The thesis says the ANC leadership became obsessed with the idea that apartheid could only be ended by popular armed struggle — “a kind of Sisyphian task to which all else had to be subject” — and that this mindset was cemented by the massive levels of violence unleashed by the security forces against the organisation and its members in the 1970s and 1980s.

“Yet by the mid-1980s the evidence strongly suggested that not only was armed struggle a failure at a military level but that popular political mobilisation, including the activities of the militant trade unions, provided a more serious challenge to the state than the ANC’s military campaign.
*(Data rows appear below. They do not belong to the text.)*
PR #804, opened 2020-02-14
[IOTDB-467] The CLI displays query results in a batch manner

liutaohua:
If the query result set has too many lines. Each time CLI prints 1000 lines and waits for the command of the user. If the user enters an "ENTER", the CLI prints another 1000 line. If the user enters a "q", the CLI stop to print the Result and wait for the next command.

### DIFF
--- a/client/src/main/java/org/apache/iotdb/client/AbstractClient.java
+++ b/client/src/main/java/org/apache/iotdb/client/AbstractClient.java
@@ -106,6 +106,7 @@ public abstract class AbstractClient {
   static ServerProperties properties = null;
 
   private static final PrintStream SCREEN_PRINTER = new PrintStream(System.out);
+  private static final Scanner SCREEN_INPUT = new Scanner(System.in);
 
   static void init() {
     keywordSet.add("-" + HOST_ARGS);
@@ -124,7 +125,7 @@ public abstract class AbstractClient {
   }
 
   private static void printCount(int cnt) {
-      println("Total line number = " + cnt);
+    println("Total line number = " + cnt);
   }
 
   static Options createOptions() {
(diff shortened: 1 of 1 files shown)


client/src/main/java/org/apache/iotdb/client/AbstractClient.java
```diff
@@ -532,45 +539,61 @@ private static void executeQuery(IoTDBConnection connection, String cmd) {
...
+   * @return List<List < String>> result
    * @throws SQLException throw exception
    */
   private static List<List<String>> cacheResult(ResultSet resultSet, List<Integer> maxSizeList,
       int columnCount, ResultSetMetaData resultSetMetaData, ZoneId zoneId)
       throws SQLException {
     boolean printTimestamp = !((IoTDBQueryResultSet) resultSet).isIgnoreTimeStamp();
     List<List<String>> lists = new ArrayList<>(columnCount);
-    for(int i = 1; i <= columnCount; i++) {
-      List<String> list = new ArrayList<>(1001);
```
Genius-pig: change it to 1001 or maxPrintRowCount + 1. It has one more line that is name header row.

client/src/main/java/org/apache/iotdb/client/AbstractClient.java
```diff
@@ -532,45 +539,61 @@ private static void executeQuery(IoTDBConnection connection, String cmd) {
...
+  private static void printNextBatchResult(ZoneId zoneId, ResultSet resultSet,
+      ResultSetMetaData resultSetMetaData, int columnLength, List<Integer> maxSizeList,
+      int preLinesCount)
+      throws SQLException {
+    maxSizeList.clear();
+    List<List<String>> lists = cacheResult(resultSet, maxSizeList, columnLength,
+        resultSetMetaData, zoneId);
+    output(lists, maxSizeList);
+    if (isReachMaxLine) {
+      println(String.format("Reach maxPrintRowCount = %s lines, enter q to exit, other to continue",
```
qiaojialin:
```suggestion
      println(String.format("Printed %s lines, enter q to exit, other to continue",
```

Much of this political mobilisation and organisation had been initiated or conducted autonomously of the ANC,” says Barrell.

“The political dividend the ANC derived from armed struggle made the resources spent on it and lives lost in it worthwhile in the ANC’s calculations. Indeed, the heavier the ANC’s losses, the higher that return often was: the more MK cadres being buried or marching off to jail, the greater the evidence that the ANC had dared to struggle against a brutal, powerful and internationally infamous enemy.”

This, says Barrell, involved a tragic irony. Apartheid was most effectively challenged by political struggles on the part of ordinary civilians inside the country rather than by the armed actions that dominated the ANC’s tactics in the 1970s and 1980s.

“Therein,” says Barrell “lies the explanation for the paradox of the ANC’s trajectory: how it found its success in failure.”